As one of several high-profile Gaddafi loyalists living in Egypt, he was pursued by the new Libyan government and Interpol since the end of the war. In March 2013, after Egyptian police surrounded his home in Cairo and clashed with his guards, Gaddaf al-Dam was arrested by Egyptian authorities on charges of forging official government documents. He was soon acquitted after his lawyers argued that he held an Egyptian passport due to his mother and that he had defected from Gaddafi due to his objection to the killing of protesters. He would also be charged with attempted murder after he reportedly shot at two police officers during the March 2013 raid, with one of these officers also being injured, but would be acquitted of this charge as well in December 2013.

=== Political activities from abroad ===
Gaddaf al-Dam expressed interest in participating in Libyan peace talks. He denied Libya's involvement in the 1988 Lockerbie Bombing, but acknowledged Gaddafi's involvement in the 1986 West Berlin discotheque bombing.

He endorsed the leadership bid of former Gaddafi foe, Field Marshal Khalifa Haftar and called for reconciliation and the release of Gaddafi loyalists held in Libyan prisons. He named Gaddafi's son and former heir apparent, Saif al-Islam Gaddafi, who was released by a militia in Zintan but whose whereabouts was unclear, as someone who needed to be involved in the ongoing peace process.

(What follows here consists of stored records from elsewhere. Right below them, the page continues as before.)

PR #52, opened 2023-11-02
Remove ClientContext

mfedderly:
This was an unnecessary wrapper around calls to `convertWireToOsdkObject` and `ThinClient`


packages/legacy-client/src/client/convertWireToOsdkObject.ts
```diff
@@ -87,29 +91,30 @@ function createPrototype<
...
 export function convertWireToOsdkObject<
-  T extends keyof O["objects"] & string,
+  T extends ObjectTypesFrom<O> & string,
   O extends OntologyDefinition<any>,
 >(
-  context: ClientContext,
-  obj: OsdkLegacyPropertiesFrom<O, T> & OntologyObject<T>,
+  client: ThinClient<O>,
+  apiName: T,
+  obj: OntologyObjectV2,
```
mfedderly, line 99: This change right here is pretty important. It effectively gives us `Record<string, any>`, and we're depending on it to contain `__rid` and `__primaryKey` on it.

He called the arrest of Nicolas Sarkozy, former President of France, on preliminary charges of illegally funding his campaign, passive corruption and receiving money from Libyan embezzlement (alleged Libyan financing in the 2007 French presidential election), "God’s punishment." Gaddaf al-Dam claimed he had knowledge of the money transfers and alleged most of the senior Gaddafi regime figures involved in the scandal were imprisoned, dead or in hiding, fearing assassination, including Gaddafi's treasurer Bashir Saleh Bashir, who had survived a shooting in South Africa in February 2018, and Shukri Ghanem, Gaddafi's oil minister who was found drowned to death in the Danube River in Vienna in 2012.

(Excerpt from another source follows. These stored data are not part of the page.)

PR #53, opened 2023-11-03
ThinClient cleanup

mfedderly:
- `ThinClient<any>` should really be `ThinClient<OntologyDefinition<any>>`
- Delete `get` from OntologyProvider (it is `getObjects()` now)
- Which descended into fixing up auth/fetchFn/stack accesses in a bunch of places
- The `ThinClient<any>` change required some additional work to make the types all happy

### DIFF
--- a/packages/legacy-client/src/ontology-runtime/ontologyProvider/calls/util/iterateLinkedObjects.ts
+++ b/packages/legacy-client/src/ontology-runtime/ontologyProvider/calls/util/iterateLinkedObjects.ts
@@ -14,7 +14,7 @@
  * limitations under the License.
  */
 
-import type { ThinClient } from "@osdk/api";
+import type { OntologyDefinition, ThinClient } from "@osdk/api";
 import { createOpenApiRequest } from "@osdk/api";
 import { listLinkedObjectsV2 } from "@osdk/gateway/requests";
 import type { ListLinkedObjectsResponseV2 } from "@osdk/gateway/types";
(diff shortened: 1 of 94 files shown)


packages/legacy-client/src/ontology-runtime/ontologyProvider/calls/util/iterateLinkedObjects.ts
```diff
@@ -43,8 +43,11 @@ export async function* iterateLinkedObjects<T extends OntologyObject>(
       },
     );
 
+    const { targetType } =
+      client.ontology.objects[sourceApiName].links[linkTypeApiName];
```
mfedderly, line 47: Actual bugfix - use the correct targetType instead of the link type when we convert the linked objects

packages/legacy-client/src/ontology-runtime/ontologyProvider/calls/util/iterateLinkedObjects.ts
```diff
@@ -43,8 +43,11 @@ export async function* iterateLinkedObjects<T extends OntologyObject>(
...
+
     for (const object of page.data) {
-      yield convertWireToOsdkObject(client, linkTypeApiName, object);
+      yield convertWireToOsdkObject(client, targetType, object) as unknown as T;
```
mfedderly, line 50: I'm a little sad about the `as unknown` cast here

pashakondratyev: Would writing it as: 
`convertWireToOsdkObject<T["__apiName">, typeof client.OntologyDefinition>` or something along those lines be better?

mfedderly: That didn't work either, the generics for T are unassignable, probably because this is a seam between `<T extends OntologyObject>` and the OntologyDefinition side.

pashakondratyev: Ah I see, I think this is fine for now then and we can come back to it?

pashakondratyev (approved):

PR #54, opened 2023-11-03
Implement ObjectSet.select

mfedderly:


packages/legacy-client/src/client/objectSets/OsdkObjectSet.ts
```diff
@@ -108,8 +109,16 @@ export function createOsdkObjectSet<
...
+    ): FilteredPropertiesTerminalOperationsWithGet<
+      OsdkLegacyObjectFrom<O, K>,
+      T[]
+    > {
+      return createFilteredPropertiesObjectSetWithGetTerminalOperationsStep(
+        client,
+        apiName,
+        objectSetDefinition,
+        properties,
+      );
```
mfedderly, line 121: This returned object has a `get` method on it, which is guarded against by the interfaces. I can rework the component parts to remove it if you think that's important.

packages/legacy-client/src/client/interfaces/baseObjectSet.ts
```diff
@@ -26,8 +26,8 @@ import type { ObjectSet } from "./objectSet";
 import type { SelectableProperties } from "./utils/OmitProperties";
 
 export type BaseObjectSet<O extends OntologyObject> =
-  & ObjectSet<O>
-  & BaseObjectSetOperations<O>;
+  & BaseObjectSetOperations<O>
+  & ObjectSet<O>;
```
mfedderly, line 30: Changing the order here seemed to give precedence to the first `select` typings it found, which gives us the `...WithGet` return type there.

packages/legacy-client/src/client/objectSets/OsdkObjectSet.test.ts
```diff
@@ -262,10 +320,9 @@ const baseObjectSet: ObjectSetDefinition = {
 };
 
 function createBaseTodoObjectSet(client: ThinClient<any>) {
-  const os = createOsdkObjectSet<typeof MockOntology, "Todo">(
+  const os = createBaseOsdkObjectSet<typeof MockOntology, "Todo">(
```
mfedderly, line 323: Gave us the correct type branding for a base object set for the select

pashakondratyev (approved):

pashakondratyev (approved):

Gaddaf al-Dam spoke out against the Turkish intervention in Libya and warned Recep Tayyip Erdoğan of repercussions. Gaddaf al-Dam accused the UN and NATO of causing the political crisis in Libya since 2011. He stated that NATO's 2011 military intervention in Libya was based on falsehoods.

In 2021, Gaddaf al-Dam predicted that Saif al-Islam Gaddafi would win the Libyan presidential election. In November 2021, he allegedly brokered a secret meeting in Egypt between Egyptian President Abdel Fattah el-Sisi, Egyptian Chief of Intelligence Abbas Kamel, and Saif al-Islam Gaddafi, which resulted in Saif's reinstatement as a candidate in the 2021 Libyan presidential election. He called for the government of Lebanon to release Hannibal Gaddafi from detention.